This code is based on the transfer-learning-conv-ai repo from Hugging Face. Please check the accompanying blog post How to build a State-of-the-Art Conversational AI with Transfer Learning.
The major difference is that we use PyTorch Lightning instead of Ignite and a more "up to date" version of Transformers. We also made an effort to make everything well documented and "easy" to understand.
Our model is built on top of a pretrained GPT2 model and its is trained in a multi-task setting where we minimize the following losses:
- Language modeling: we project the hidden-state on the word embedding matrix to get logits and apply a cross-entropy loss on the portion of the target corresponding to the gold reply (green labels on the above figure).
- Next-sentence prediction: we pass the hidden-state of the last token (the end-of-sequence token) through a linear layer to get a score and apply a cross-entropy loss to classify correctly a gold answer among distractors.
virtualenv -p python3.6 convai-env
source convai-env/bin/activate
git clone https://github.com/HLT-MAIA/lightning-convai
cd lightning-convai
pip install -r requirements.txt
To set up your training you have to define your model configs. Take a look at the example.yaml
in the configs folder, where all hyperparameters are briefly described.

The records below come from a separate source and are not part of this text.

Issue #75, opened 2016-07-17
Improve loading times


pslacerda:
Importing GromacsWrapper take seconds. Most of time was wasted in extracting the help for docstrings. Seems that both running the help commands and communicating to acquire the text takes almost 90% of loading times.

This screenshot was taken while [profiling](https://julien.danjou.info/blog/2015/guide-to-python-profiling-cprofile-concrete-case-carbonara) the `gromacs` package importing:

![callgraph](https://cloud.githubusercontent.com/assets/149358/16899430/e98c383a-4bd9-11e6-97fe-cc97083538a5.png)

Albeit it is useful, isn't a such important feature and the library keeps running without it. Or maybe we can load it dynamically and make something similar to this:

```python
class GromacsCommand(Command):
    @property
    def __doc__(self):
        if not self.__doc_cache:
            # load docstring
        return self.__doc_cache
```

Another option would be to reset `GromacsCommand.__doc__` for each subclass. Now we can't simply set `Trjconv.__doc__ = "docstring"` because `Command` is an old style class (eg `class C(object): pass`) which disallow change members of `object` (ie `__doc__`). This change would allow it:

```python
# doesn't inherit from object
class Command:
    pass
```

orbeckst:
I like the idea of loading the doc strings lazily!

pslacerda:
Done =)

Issue #74, opened 2016-07-15
use help(gromacs.tool_name) doesn't works in Gromacs 5


pslacerda:
`gromacs.tool_name.help()` works but `help(gromacs.tool_name)` doesn't

orbeckst:
Funnily enough, in ipython
```
gromacs.tool_name?
```
works and shows the doc string:

```
In [6]: gromacs.grompp?

Type:            Grompp
String form:     <gromacs.tools.Grompp object at 0x105c60910>
File:            /Volumes/Data/oliver/Biop/Projects/Methods/GromacsWrapper/gromacs/tools.py
Signature:       gromacs.grompp(self, *args, **kwargs)
Docstring:
DESCRIPTION

gmx grompp (the gromacs preprocessor) reads a molecular topology file, checks
the validity of the file, expands the topology from a molecular description to
...
```

whereas 
```
In [8]: help(gromacs.grompp)

Help on Grompp in module gromacs.tools object:

class Grompp(gromacs.core.GromacsCommand)
 |  Gromacs tool '%(name)r'.
 |
 |  Method resolution order:
 |      Grompp
 |      gromacs.core.GromacsCommand
 |      gromacs.core.Command
 |      __builtin__.object
 |
 |  Data and other attributes defined here:
 |
 |  command_name = 'grompp'
 |
 |  driver = 'gmx'
 |
 |  ----------------------------------------------------------------------
 |  Methods inherited from gromacs.core.GromacsCommand:
 |
 |  __init__(self, *args, **kwargs)
 |      Set up the command with gromacs flags as keyword arguments.
 |
 |      The following  are generic instructions; refer  to the Gromacs
```

pslacerda:
Funny that `getdoc` works but `help` doesn't. Maybe is related to the fact that properties are being used?
```python
import pydoc, gromacs
pydoc.getdoc(gromacs.trjconv)
pydoc.help(gromacs.trjconv)
```

orbeckst:
I looked at  https://bfroehle.com/2012/11/08/property-for-doc-attribute/  (see https://gist.github.com/bfroehle/4041015) which proposes a custom `docstring_property` but when I tried it, it didn't not solve our problem, it just makes a class-level doc string available when there's no generated property doc string.

I also looked on StackOverflow but couldn't find an answer. 

Given that you have a minimum working example do you want to ask on S/O?

pslacerda:
[...]

PR #76, opened 2016-07-17
Load help only on demand

pslacerda:
Hey, just did #75 and now it's loading blazing fast. Was easy after identified where to change!

### DIFF
--- a/gromacs/core.py
+++ b/gromacs/core.py
@@ -383,13 +383,16 @@ class Command(object):
 
 
 class GromacsCommand(Command):
-    """Base class for wrapping a g_* command.
+    """Base class for wrapping a Gromacs tool.
 
     Limitations: User must have sourced ``GMXRC`` so that the python script can
     inherit the environment and find the gromacs programs.
 
     The class doc string is dynamically replaced by the documentation of the
-    gromacs command when an instance is created.
+    gromacs command the first time the doc string is requested. If the tool is
+    not available at the time (i.e., cannot be found on :env:`PATH`) then the
+    generic doc string is shown and an :exc:`OSError` exception is only raised
+    when the user is actually trying to the execute the command.
     """
 
     # TODO: setup the environment from GMXRC (can use env=DICT in Popen/call)
--- a/gromacs/core.py
+++ b/gromacs/core.py
@@ -606,12 +606,16 @@ class GromacsCommand(Command):
         Extract by running the program and chopping the header to keep from
         'DESCRIPTION' onwards.
         """
-        logging.disable(logging.CRITICAL)
+        if self._doc_cache is not None:
+            return self._doc_cache
+
         try:
+            logging.disable(logging.CRITICAL)
             rc,header,docs = self.run('h', stdout=PIPE, stderr=PIPE, use_input=False)
         except:
             logging.critical("Invoking command {} failed when determining its doc string. Proceed with caution".format(self.command_name))
-            return "(No Gromacs documentation available)"
+            self._doc_cache = "(No Gromacs documentation available)"
+            return self._doc_cache
         finally:
             # ALWAYS restore logging...
             logging.disable(logging.NOTSET)
@@ -623,8 +627,11 @@ class GromacsCommand(Command):
             # In GMX 5, the opposite is true (Grrr)
             m = re.match(self.doc_pattern, header, re.DOTALL)
             if m is None:
-                return "(No Gromacs documentation available)"
-        return m.group('DOCS')
+                self._doc_cache = "(No Gromacs documentation available)"
+                return self._doc_cache
+
+        self._doc_cache = m.group('DOCS')
+        return self._doc_cache
 
 
 class PopenWithInput(subprocess.Popen):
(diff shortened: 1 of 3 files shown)


gromacs/core.py
```diff
@@ -495,7 +495,7 @@ def __init__(self, *args, **kwargs):
         self.failuremode = kwargs.pop('failure','raise')
         self.extra_doc = kwargs.pop('doc',None)
         self.gmxargs = self._combineargs(*args, **kwargs)
-        self.__doc__ = self.gmxdoc
+        self._doc_cache = None
```
pslacerda: It was this line that loaded the docstring in the intialization

gromacs/core.py
```diff
@@ -600,44 +600,37 @@ def transform_args(self,*args,**kwargs):
...
-        """Usage for the underlying Gromacs tool (cached)."""
-        if not (hasattr(self, '__doc_cache') and self.__doc_cache):
-            self.__doc_cache = self._get_gmx_docs()
-        docs = self.__doc_cache
-        if self.extra_doc:
-            docs = '\n'.join([self.extra_doc,'',
-                              "Documentation of the gromacs tool", 34*'=',
-                              docs])
-        return docs
+    def __doc__(self):
```
pslacerda: Move to load it only when demanded

gromacs/core.py
```diff
@@ -495,7 +495,7 @@ def __init__(self, *args, **kwargs):
         self.failuremode = kwargs.pop('failure','raise')
         self.extra_doc = kwargs.pop('doc',None)
         self.gmxargs = self._combineargs(*args, **kwargs)
-        self.__doc__ = self.gmxdoc
```
pslacerda: It was this line that extracted the docstring right in the initialization. As a lot of commands classes are created when we import the library, it slows the tool loading.

gromacs/core.py
```diff
@@ -600,44 +600,37 @@ def transform_args(self,*args,**kwargs):
         return self._build_arg_list(**newargs)
 
     def _get_gmx_docs(self):
-        """Extract standard gromacs doc by running the program and chopping the header.
+        """Extract standard gromacs doc
 
-        .. Note::
-
-           The header is on STDOUT and is ignored. The docs are read from STDERR in GMX 4.
```
orbeckst: Leave the note in... it took a while to figure it out and it is valuable to keep this information around. This doc string is not even shown to users so it really is not a problem because it won't confuse them. We could make it a code comment. But in any case, leave it.

orbeckst:
The loading works but now the docs are not available any more (tested with Gromacs 5). Possibly related to #74 

```
import gromacs
In [5]: gromacs.grompp.help()

command: grompp


Gromacs tool '%(name)r'.

In [6]: gromacs.grompp?

Type:           Grompp
String form:    <gromacs.tools.Grompp object at 0x112c92550>
File:           ~/.virtualenvs/gromacswrapper/develop/lib/python2.7/site-packages/gromacs/tools.py
Signature:      gromacs.grompp(self, *args, **kwargs)
Docstring:      Gromacs tool '%(name)r'.
Init docstring:
Set up the command with gromacs flags as keyword arguments.

The following  are generic instructions; refer  to the Gromacs
command  usage information  that should  have  appeared before

In [7]: help(gromacs.grompp)
Help on Grompp in module gromacs.tools object:

class Grompp(gromacs.core.GromacsCommand)
 |  Gromacs tool '%(name)r'.
 |
 |  Method resolution order:
 |      Grompp
 |      gromacs.core.GromacsCommand
 |      gromacs.core.Command
 |      __builtin__.object
 |
 |  Data and other attributes defined here:
 |
 |  command_name = 'grompp'
 |
 |  driver = 'gmx'
 |
 |  ----------------------------------------------------------------------
 |  Methods inherited from gromacs.core.GromacsCommand:
 |
 |  __init__(self, *args, **kwargs)
 |      Set up the command with gromacs flags as keyword arguments.
 |
 |      The following  are generic instructions; refer  to the Gromacs
```

The tool can be run:
```
In [11]: gromacs.grompp(h=True)

                  :-) GROMACS - gmx grompp, VERSION 5.1.2 (-:

                            GROMACS is written by:
```

pslacerda:
This link does exactly the same thing, except that it works on the class itself (eg GromacsCommand) not on the derived one (eg Trjconv).

http://stackoverflow.com/a/2694358

pslacerda:
Sorry!

Please take a look now, it works. As drawback if the user subclass a tool the docstring won't appear. But... someone ever did that?

pslacerda:
And for now it misses only caching

pslacerda:
Oops, no problem in subclasses not inheriting __doc__ as after
```python
class C:
    "Uhaa!"
class B(C):
    pass
```
B.__doc__ is None of course because a derived type hasn't the same doc of its base. So seems that it's working as expected!

gromacs/tools.py
```diff
@@ -128,7 +128,7 @@ def _generate_sphinx_class_string(clsname):
         old_clsname = old_name.replace('.','_').replace('-','_').capitalize()
         cls = type(clsname, (GromacsCommand,), {'command_name': name,
                                                 'driver' :prefix,
-                                                '__doc__': "Gromacs tool '%(prefix) %(name)r'." % vars()})
+                                                '__doc__': property(GromacsCommand._get_gmx_docs)})
```
orbeckst: Very sneaky :-)

orbeckst:
Great work, I am merging this all into one commit.

PR #88, opened 2016-09-12
Added a method to get MDP parameters as dict

whitead:
Wrote a small convenience method to read an MDP file and get a dictionary. 

Also, do we require unit tests yet for PRs? I haven't kept up on status of testing.

### DIFF
--- a/CHANGES
+++ b/CHANGES
@@ -3,7 +3,7 @@
 ==============================
 
 2016-xx-xx      0.6.0
-pslacerda, orbeckst
+pslacerda, orbeckst, whitead
 
 * new Gromacs GMXRC parameter in cfg file: if present and set to a
   file then GromacsWrapper sources GMXRC and sets the environment
@@ -12,6 +12,7 @@ pslacerda, orbeckst
   the initial import of the library to almost instantaneously (PR #76)
 * guess which tools to load automatically if no tools option is provided (#68)
 * new documentation page on how to set up a cfg file
+* Can now read MDP files into a dictionary. Useful for joining MDPs. 
 
 2016-06-29      0.5.1
 whitead, dotsdl, orbeckst
--- a/gromacs/cbook.py
+++ b/gromacs/cbook.py
@@ -774,6 +774,36 @@ def get_volume(f):
 # Editing textual input files
 # ---------------------------
 
+def read_mdp(mdp):
+    def mangle(p):
+        """Return a RE string that matches the parameter."""
+        return p.replace('-', '_')  # must catch either - or _
+
+    pattern = re.compile("""\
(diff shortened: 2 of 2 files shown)


whitead:
Just realized that there is an MDP file format class that can do what I need. Maybe this is redundant...

orbeckst:
Did you check `fileformats.mdp.MDP`?  Does it do what you need or is it worthwhile merging your approach with `MDP`?

Finally, @pslacerda also has a pretty sleak MDP data structure in his [gmxscript](https://github.com/pslacerda/gmx) and I vaguely remember that at some point he was talking about porting it to GW.

Regarding tests: I am now trying to add more tests and certainly tests for new features are *very much encouraged* (and tests for old stuff will net you lots of good karma ;-) ).

whitead:
Yeah, I realize now that the `MDP` class does everything I need. When I have some free time, I'll put a reference in the `cbook.edit_mdp` doc to the `MDP` fileformat. And maybe write some of these karma generating tests :+1:

pslacerda:
What can a user want to do with a mdp file? The [sample.py][1] shows only part of what we can put on GromacsWrapper.

We can create something like the following hypothetical `mdp()` function: 

```python
# reads the file step.mdp
>>> mdp('step.mdp')
{'integrator': 'steep', 'emtol': 10}

# returns the path of a temporary file with parameters from step.mdp
# merged with user supplied ones.
>>> mdp('step.mdp', {
...  'rlist': 1.4,
...  'rcoulomb': 1.4,
...  'rvdw': 1.4
...  })
{'integrator': 'steep', 'emtol': 10, 'rlist': 1.4, 'rcoulomb': 1.4, 'rvdw': 1.4}

# returns the path of a temporary file created with these parameters
>>> mdp({'integrator': 'steep', 'emtol': 10, 'rlist': 1.4, 'rcoulomb': 1.4, 'rvdw': 1.4})
{'integrator': 'steep', 'emtol': 10, 'rlist': 1.4, 'rcoulomb': 1.4, 'rvdw': 1.4}

```

Okay, maybe three separated functions.

[class MDPResource][1] also features automatic lookup in parent directories: `mdp('mdp/step.mdp')` returns `mdp/step.mdp`, `../mdp/step.mdp`, `../../mdp/step.mdp`, or raise an exception if not found.

Tests are very very nice, but also very hard. There are some crazy people that likes it so much that tests before developing (ie TDD), they can think how the new artifact will look beforehand.

Hope we can achieve a neat and pleasurable tool for molecular dynamics.

[1]: https://github.com/pslacerda/gmx/blob/master/sample/sample.py
[2]: https://github.com/pslacerda/gmx/blob/master/gmxscript.py#L193

PR #102, opened 2017-01-27
Gromacs 2018 and pytest low-performance custom plugin to control -nt

### LINKED ISSUE #96: test Gromacs 2018
We need to test _Gromacs 2018_.
- [x] Gromacs 2018 conda package (PR #127 )
- [x] add tests to travis matrix
- [x] fix tests... possibly raise new issues

EDIT: use 2016 instead of 2018

ianmkenney:
~Include Gromacs 2016 in tests (fixes #96)~

EDIT: We use Gromacs 2018 (see PR #127 and discussion in #130 ). This PR contains experimental pytest plugin to provide the `pytest --low-performance` flag and code to explicitly set the number of threads for `gmx mdrun` in the tests.

### DIFF
--- a/.travis.yml
+++ b/.travis.yml
@@ -49,9 +49,6 @@ matrix:
 install:
   - git clone --depth 1 git://github.com/astropy/ci-helpers.git
   - source ci-helpers/travis/setup_conda.sh
-  # install test tools (explicit instead of PIP_DEPENDENCIES because
-  # this is temporary until #137 is solved)
-  - pip install git+git://github.com/ianmkenney/pytest-gmx.git  
   - eval $BUILD_CMD
 
 script:
--- a/.travis.yml
+++ b/.travis.yml
@@ -36,7 +36,6 @@ env:
 matrix:
   fast_finish: true
   allow_failures:
-    - env: GROMACS_VERSION=2018.2  PYTHON_VERSION=2.7 CODECOV=false
     - env: GROMACS_VERSION=2018.2  PYTHON_VERSION=3.6 CODECOV=false
     - env: GROMACS_VERSION=4.6.5   PYTHON_VERSION=3.6
     - os: osx
--- a/.travis.yml
+++ b/.travis.yml
@@ -12,7 +12,7 @@ env:
   global:
     - PYTHON_VERSION=2.7
     - CODECOV=true
-    - PYTEST_FLAGS="-v --disable-pytest-warnings --durations=20 --low-performance"
+    - PYTEST_FLAGS="-v --disable-pytest-warnings --durations=20 --low-performance --cov=gromacs"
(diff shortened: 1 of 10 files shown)


orbeckst:
Similar problem with maxthreads as in Becksteinlab/MDPOW#77 ?

orbeckst:
Can you enable full output so that we can see if this is again a problem with the number of threads? We probably need to explicitly restrict number of threads to 2 again...

orbeckst:
@ianmkenney can you have a look again, please? 

I would like this to work.

orbeckst:
What is pytest-gmx and where is it used?

ianmkenney:
I'm attempting to build a plugin for pytest that will make our tests a little more manageable. Setting the number of threads from the command line rather than hard coded into the tests themselves would be much more convenient since when we run local tests we would rather use a larger number of threads. 
For now I just added a low performance flag to pytest that, if provided, will set nt=2. Just an playing around with the idea, as it could still be useful in future projects. You can find it in my repos.

orbeckst:
@ianmkenney can you move the repo to Becksteinlab so that all the GW-related things are together?

orbeckst:
Rebased against develop but there are problems in the tests
- [2016 test](https://travis-ci.org/Becksteinlab/GromacsWrapper/jobs/372286811) times out
- [5.1.2 test](https://travis-ci.org/Becksteinlab/GromacsWrapper/jobs/372286810#L831) (and the 4.6.7 test) have an error in `test_mdrun()` with the wrong number of arguments.

orbeckst:
rebased against develop

orbeckst:
Btw, locally, the tests pass just fine with 2016.5.

orbeckst:
Good and bad news:
* Good: for the first time, *all Gromacs 2016* tests run (probably due to using `--low-performance`, i.e., setting `gmx mdrun -nt 2` instead of letting Gromacs choose the number of threads).
* Bad: tests still fail
  * [Gromacs 2016 tests](https://travis-ci.org/Becksteinlab/GromacsWrapper/jobs/373712379) (However, my local version of Gromacs 2016.5 passes the tests just fine.)
      * pdb2gmx generates a system with a non-integer charge (?!?!?!?!) – maybe check the occupancy fields of the PDB file. pdb2gmx complains about a few of them. 
      * cg minimization fails with a constraint problem
  * [Gromacs 4.6.7 tests](https://travis-ci.org/Becksteinlab/GromacsWrapper/jobs/373712377): tests that used to pass, fail now:
       * cg energy minimization fails (not sure why)

orbeckst:
This looks good, and the run time of the mdrun tests decreased from ~20s to ~4s by setting -nt 2. Will merge.

PR #103, opened 2017-01-30
Lists for MDP files

PicoCentauri:
Hey, I added some lines to convert lists in MDP files to bumpy arrays. Hopefully this is the correct branch...


orbeckst:
@PicoCentauri thanks for the patch. Can you please 
- describe if the patch fixes a bug (if so, how does one produce the bug) or if it is an enhancement (and why is the enhancement needed)
- add test cases that test the new functionality
   - L72 in  tests/test_utilities: [test_autoconvert](https://github.com/Becksteinlab/GromacsWrapper/blob/develop/gromacs/tests/test_utilities.py#L72)
   - add a test for MDP reading ... I'll quickly add a skeleton test to tests/fileformats

orbeckst:
I don't think that you are on the correct branch. You should use the *develop* branch for your work instead of *master*. Your PR should only contain your own commits. Perhaps just `git rebase` your branch against develop (if you know how to do this – otherwise I would checkout develop and just `git cherrypick 8e14016` onto your develop branch.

After defining your hyperparameter run the following command:
python cli.py train -f configs/example.yaml
Launch tensorboard with:
tensorboard --logdir="experiments/"
To test your model ability to rank candidate answers and reply to user questions just run the following command:
python cli.py test --experiment experiments/{experiment_id}/ --test_set data/personachat_val.json
where experiment_id
is the name of the experiment folder containing the model you want to test.
Options:
--experiment PATH Path to the experiment folder containing the checkpoint
we want to interact with. [required]
--test_set PATH Path to the json file containing the testset.
[required]
--cuda / --cpu Flag that either runs inference on cuda or in cpu.
[default: True]
--seed INTEGER Seed value used during inference. This influences
results only when using sampling.
--sample / --search Flag that either runs Nucleus-Sampling or Beam search.
[default: True]
--top_p FLOAT Nucleus filtering (top-p) before sampling (<=0.0: no
filtering)
--temperature FLOAT Use temperature to decrease the sensitivity to low
probability candidates when sampling.
--num_beams INTEGER Number of beams during search.
--to_json TEXT Creates and exports model predictions to a JSON file.
[default: False]
--help Show this message and exit.
Fun command where we can interact with with a trained model that impersonates a Vegan that likes cooking and radical activities such as sky-diving.
python cli.py interact --experiment experiments/{experiment_id}/
Training with the example.yaml
config should result in the following:
Metric | GPT2 | DialoGPT-small |
---|---|---|
Hits@1↑ | 0.8023 | 0.8231 |
Hits@5↑ | 0.9721 | 0.9771 |
Hits@10↑ | 0.9948 | 0.9960 |
BLEU↑ | 2.7799 | 2.9633 |
TER↓ | 1.0497 | 1.0528 |
BERTScore↑ | 0.8548 | 0.8548 |
Download DialoGPT2-small trained with PersonaChat:
cd experiments
wget https://unbabel-experimental-models.s3.amazonaws.com/maia/persona/dialogpt2-small.zip
unzip dialogpt2-small.zip
Test the model:
python cli.py test --experiment experiments/dialogpt2-small/ --test_set data/personachat_val.json --to_json
All the code follows the same style we use Black.